For me, it was always cigarettes. We had no need for words. No one ever understood me more or judged me less. What confidant had ever been so there for me, or had so many dimensions? The first-thing-in-the-morning cigarette. The after-meal cigarette. The driving-in-the-car cigarette (ah, so good). The slow/stressful/awesome/plain old everyday-day-at-work cigarette. The cigarette with a beer. The talking-on-the-phone cigarette. The I-just-slept-with-you-and-now-I-wish-you'd-leave-so-I'm-focusing-on-lighting-up-and-hoping-you-get-the-message cigarette. The I-just-ran-a-marathon-in-4:30:11 cigarette. I scoffed at dilettante puffers who had the nerve to call themselves smokers. Amateurs. Come on.

I started when I was 14 and never wanted to stop. I paused in my mid-30s, when I was trying to get pregnant, and resumed mere months after my daughter was born. People around me were smoking, and I couldn't not join in. The first few drags made the room spin and I thought I might throw up, but we were back. All the way. With us, it was all or nothing.

Still, no matter how strong the bond, you can't smoke in front of your child. So the next five, six years were all about sneaking. "Mama has to step outside now." I was always stepping out. I always felt the pull, and the pull made me churlish, even to my sunny girl. It couldn't go on.
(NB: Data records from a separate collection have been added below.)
PR #543, opened 2026-02-20
fix: remove premature media file cleanup in channel handlers

DevEverything01:
## Problem

Media files (photos, voice messages, audio, documents) downloaded by channel handlers are immediately deleted via `defer` when `handleMessage` returns. However, `HandleMessage` publishes the message (including media file paths) to an **async message bus** (`PublishInbound`), and the agent consumes it in a separate goroutine.

**Result:** By the time the agent goroutine tries to access the media files, they have already been deleted. Voice/image/document processing is effectively non-functional.

## Root Cause

```go
// handleMessage downloads files to temp paths...
defer func() {
    for _, file := range localFiles {
        os.Remove(file)  // ← deleted BEFORE agent consumes them
    }
}()
// ...then publishes to async bus
c.HandleMessage(...)  // → PublishInbound(msg) → channel send
return nil            // ← defer fires here, files gone
```

## Fix

Remove the premature `defer` cleanup from all 4 affected channels:
- `pkg/channels/telegram.go`
- `pkg/channels/discord.go`
- `pkg/channels/slack.go`
- `pkg/channels/line.go`

Media files live in `os.TempDir()/picoclaw_media/` with UUID-prefixed names, managed by the OS temp directory lifecycle.

## Verification

- `go build ./...` ✅
- `go test ./pkg/channels/...` ✅
- `go vet ./...` ✅

### DIFF
--- a/pkg/channels/onebot.go
+++ b/pkg/channels/onebot.go
@@ -569,8 +569,8 @@ func parseJSONString(raw json.RawMessage) string {
 type parseMessageResult struct {
 	Text           string
 	IsBotMentioned bool
-	Media   []string
-	ReplyTo string
+	Media          []string
+	ReplyTo        string
 }
 
 func (c *OneBotChannel) parseMessageSegments(raw json.RawMessage, selfID int64) parseMessageResult {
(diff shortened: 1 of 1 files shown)


ex-takashima:
Thanks for identifying this race condition — the analysis in the PR description is spot on. 👍

I ran into the same issue and built on your findings in #620, which takes a slightly different approach: instead of only removing the `defer` cleanup, it also adds a background `MediaCleaner` that periodically removes files older than 30 minutes from the temp directory. This way we avoid the race condition without risking unbounded temp file accumulation over time.

Would love to hear your thoughts!

alexhoshina:
fixed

If it's possible for your soul mate to have your worst interests at heart, to make you ugly and old before your time, to pit you against your dearest dear ones, to rob you of your hard-earned money, to be actively working toward your death, then cigarettes were mine. And I don't blame them for anything. In fact, I look forward to a faraway someday when it'll be safe to reunite. The 90-year-old lady bumming a light? That'll be me. It's the same way I think about heaven: probably not happening, but such a lovely dream.